Entries in chris moffett (3)

Wednesday
Nov282012

OASN1 + Human Relations Books Present Ben Nadler's The Men Who Work Under The Ground

The Men Who Work Under The Ground: An Experimental Reading, featuring the poems of Benjamin Nadler + audio by Blake Seidenshaw, Chris Moffett & Amelia Winger-Bearskin + Animations by Paul Mclean [+]

Co-presented by Human Relations Bookstore & Occupational Art School Node #1 on Saturday, December 8, 2012, 7-9PM

 

 


[About The Men Who Work Under The Ground]:

 BEN NADLER
Ben Nadler is the author of the poetry chapbook, The Men Who Work Under The Ground (Keep This Bag Away From Children Press, 2012), and the novel, Harvitz As To War (Iron Diesel Press, 2011). He lives in central Brooklyn, and teaches writing at The City College of New York. He is the grandson of a coal miner.

[Excerpt from Brooklyn, the opening poem in The Men Who Work Under The Ground]:

I always knew we were working against the earth

with a foe like that the odds weren't in my favor.

You attack something for long enough

eventually it attacks you back.

Trespasses are not forgiven.

I do believe electricity

remembers being coal before it was burned. 

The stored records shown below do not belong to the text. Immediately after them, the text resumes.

PR #395, opened 2024-02-19
add kubernetes guestbook example

polkx:


pawelprazak:
For the record, this is the upstream example: https://github.com/pulumi/examples/tree/master/kubernetes-ts-guestbook

examples/kubernetes-guestbook/.gitignore
```diff
@@ -0,0 +1,8 @@
+### Scala an JVM
+*.class
+*.log
+../components/.bsp
+components/.scala-build
```
pawelprazak, line 5:
```suggestion
.bsp
.scala-build
```

pawelprazak: gitignore is recursive, so this should work for both simple and components directories

examples/kubernetes-guestbook/simple/Main.scala
```diff
@@ -0,0 +1,166 @@
...
+    )
+  )
+
+  val frontendService = Service(
+    "frontend",
+    ServiceArgs(
+      metadata = ObjectMetaArgs(labels = frontendLabels, name = "frontend"),
+      spec = ServiceSpecArgs(
+        `type` = isMinikube.map(if _ then ServiceSpecType.ClusterIP else ServiceSpecType.LoadBalancer),
+        ports = List(ServicePortArgs(port = 80, targetPort = 80)),
```
pawelprazak, line 151: the `targetPort` and `containerPort` are logically refering to the same phisical port number, so it would be nice if we create a variable that makes sure they stay in-sync after any changes

examples/kubernetes-guestbook/components/Main.scala
```diff
@@ -0,0 +1,131 @@
...
+  image: String,
+  replicas: Int = 1,
+  resources: Option[ResourceRequirementsArgs] = None,
+  ports: List[Int] = List.empty,
+  allocateIPAddress: Option[Boolean] = None,
+  serviceType: Option[ServiceSpecType] = None,
+  env: List[EnvVarArgs] = List.empty
+)
+
+case class ServiceDeployment(ipAddress: Output[Option[String]])(using ComponentBase) extends ComponentResource
```
pawelprazak, line 21: could we check if changing `Output[Option[String]]` to `Input.Optional[String]` leads to better DX? We shouldn't need to wrap with Some at call site then

pawelprazak (approved):
Thank you! Looks good, found a couple of nits only.

examples/kubernetes-guestbook/components/project.scala
```diff
@@ -0,0 +1,5 @@
+//> using scala "3.3.1"
+//> using options -Werror -Wunused:all -Wvalue-discard -Wnonunit-statement
+//> using plugin "org.virtuslab::besom-compiler-plugin:0.2.1"
+//> using dep "org.virtuslab::besom-core:0.2.1"
+//> using dep "org.virtuslab::besom-kubernetes:4.7.1-core.0.2"
```
pawelprazak, line 5: we might need to add for smoke tests to pass:
```
//> using exclude "simple/*"
```

examples/kubernetes-guestbook/simple/project.scala
```diff
@@ -0,0 +1,5 @@
+//> using scala "3.3.1"
+//> using options -Werror -Wunused:all -Wvalue-discard -Wnonunit-statement
+//> using plugin "org.virtuslab::besom-compiler-plugin:0.2.1"
+//> using dep "org.virtuslab::besom-core:0.2.1"
+//> using dep "org.virtuslab::besom-kubernetes:4.7.1-core.0.2"
```
pawelprazak, line 5: we might need to add for smoke tests to pass:
```
//> using exclude "components/*"
```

[About Human Relations Books]:

Human Relations is a joint venture of some hopeful, fresh-faced youth and the jaded, scowling he-crones of Williamsburg’s Book Thug Nation.

 



[About Occupational Art School Node 1]:

Our dream is to open a building in Bushwick, Brooklyn with vegetable and flower gardens on the roof, studios of all sorts on another floor (painting, holography, photography, theater, film and all these working together) on another, living spaces and a childcare facility on another and all of these centered on a cooperative economy: food co-op, art and educational co-op, art offered in an alternative economic model. The doors to and in this place will open all ways— out to the community so all are welcome and within the space open to all rooms so people share and work together and create together. There will be teaching in this school, naturally, but no classes. Instruction will be through inspiration and guidance in open apprenticeships. We will practice the spirit of Occupy in the most constructive, joyous, healing way we can. We will step outside of capitalism, not confront or battle it. We will ignore the hegemony of institutions and corporate interests not try to overthrow or fight them. We will work outside of corporate time and within liberated time that flows as it will.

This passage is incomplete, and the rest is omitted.